- Episode no.: Season 1 Episode 22
- Directed by: Danny Cannon
- Written by: Bruno Heller
- Production code: 4X6672
- Original air date: May 4, 2015

Guest appearances
- David Zayas as Salvatore Maroni; Morena Baccarin as Dr. Lee Thompkins; Drew Powell as Butch Gilzean; Peter Scolari as Commissioner Gillian Loeb; Chelsea Spack as Kristen Kringle; Dashiell Eaves as Kelly; James Andrew O'Connor as Tommy Bones;

Episode chronology
| ← Previous "The Anvil or the Hammer" | Next → "Damned If You Do..." |

= All Happy Families Are Alike =

"All Happy Families Are Alike" is the 22nd episode and finale of the first season of the FOX series Gotham. The episode was written by series developer Bruno Heller and directed by Danny Cannon. It was first broadcast on May 4, 2015 in FOX. In this episode, the mob war between Carmine Falcone (John Doman) and Salvatore Maroni (David Zayas) is coming to a brutal end while Oswald Cobblepot and Fish Mooney (Jada Pinkett Smith) face off in their final confrontation, putting James Gordon (Benjamin McKenzie) in the middle of both conflicts. Meanwhile, Bruce Wayne (David Mazouz) sets out to find evidence that his father had a secret life before his death.

==Plot==
A group of street children, among them Selina, witness the arrival of Fish Mooney and the escapees from Dollmaker's Island.
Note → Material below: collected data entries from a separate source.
Issue #497, opened 2022-10-20
Improve Verification on signing PRs: Detect correct repository and filtering output


asraa:
cc @kommendorkapten 

**Description**

Currently, verifiers run something like:
```
REPO=ceremony/YYYY-MM-DD ./scripts/verify.sh
```

This script runs an entire suite of verification commands that can apply to any type of PR run or repository (incomplete, complete).
https://github.com/sigstore/root-signing/blob/4c151b38b843f47b4bc5db4ad9a6f672d6fc7791/scripts/verify.sh#L55-L66

Instead, there are really only a few types of events verifiers need to look for:
* Verification of committed HSM key data only (used for initializing new metadata, no signatures present). This is the key command https://github.com/sigstore/root-signing/blob/4c151b38b843f47b4bc5db4ad9a6f672d6fc7791/cmd/verify/app/keys.go#L182
* Verification of some present signatures (for any signing events). This is "verifying staged metadata" in [here](https://github.com/sigstore/root-signing/blob/4c151b38b843f47b4bc5db4ad9a6f672d6fc7791/cmd/verify/app/repository.go#L335). 
* Verification of a full entire-ty of metadata. This is the verify metadata without the staged sub-command.

Idea:
* Separate verification commands `./scripts/verify-signing.sh` or `./scripts/verify-snapshot-timestamp.sh` or `./scripts/verify-metadata.sh`, ./scripts/verify-keys.sh`, or give a select prompt if we want to maintain the single `./scripts/verify.sh` entrypoint. Document what users are expected to do in the different PR scenarios.
* Separate the `VerifyCmd` to `VerifyStagedCmd` and `VerifyRepositoryCmd` to make it clear/subcommands.

**Version**

asraa:
@kommendorkapten also brings the point of when verifying newly initialized metadata and we don't expect any sigs, we are also looking to identify other properties than keys: is the data well-formed? what are the expiries? This isn't handled by any of the commands right now.

Also: that probably makes sense under `verifyStagedMetadata`. Verifying signatures probably should be called `verifySignatures` at a top-level

jku:
In tuf-on-ci: 
* the signing-event workflow does analysis on individual metadata -- are they valid, correctly signed, etc
* online-signing verifies that the online roles are valid
* signing tool also does some validation on the bits of metadata that is going to be signed
* full repository tests happen after merging and preprod publish: this is too late for singing event PR validation but it is also the first point where the full repository can be validated -- and potentially reverted

[...]

Issue #496, opened 2022-10-20
Add color to CLI output!


Hayden-IO:
**Description**

We can color important text. 

It’d help us to notice issues, such as the number of valid signatures.

Hayden-IO:
Outdated as TUF-on-CI handles output now.

PR #498, opened 2022-10-20
Include ceremony date in branch names and PR titles

joshuagl:
A quick change to provide additional hints to verifiers as to what REPO should be verified by including the ceremony date in the branch name and PR title.

### DIFF
--- a/scripts/utils.sh
+++ b/scripts/utils.sh
@@ -89,10 +89,10 @@ commit_and_push_changes() {
     fi
 
     # Create a commit
-    git checkout -b "$1"
+    git checkout -b "$1-${REPO: -10}"
     git add ceremony/ repository/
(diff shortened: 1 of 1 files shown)


asraa (approved):
LGTM! It'll clear up people from not setting REPO at all

I'll just quickly note that if the signer incorrectly signed the wrong dir, then this would show the wrong dir: so we'll still wait for some further improvements 
https://github.com/sigstore/root-signing/issues/496
https://github.com/sigstore/root-signing/issues/497

joshuagl:
> LGTM! It'll clear up people from not setting REPO at all
> 
> I'll just quickly note that if the signer incorrectly signed the wrong dir, then this would show the wrong dir: so we'll still wait for some further improvements #496 #497

💯 this was just a quick hint. Hopefully the first (and most trivial) of several improvements 😁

Mooney approaches Selina and states that it will be a "new day". Selina and the children soon join Mooney's gang.

Two weeks later, Bruce becomes convinced his father led a double life and with help from Alfred, he looks through his father's study room. Carmine Falcone is shot during an ambush in the port by Maroni's men and taken to the hospital. At the GCPD, Barbara decides to take trauma counselling from Dr. Leslie Thompkins after the death of her parents at the hands of the Ogre.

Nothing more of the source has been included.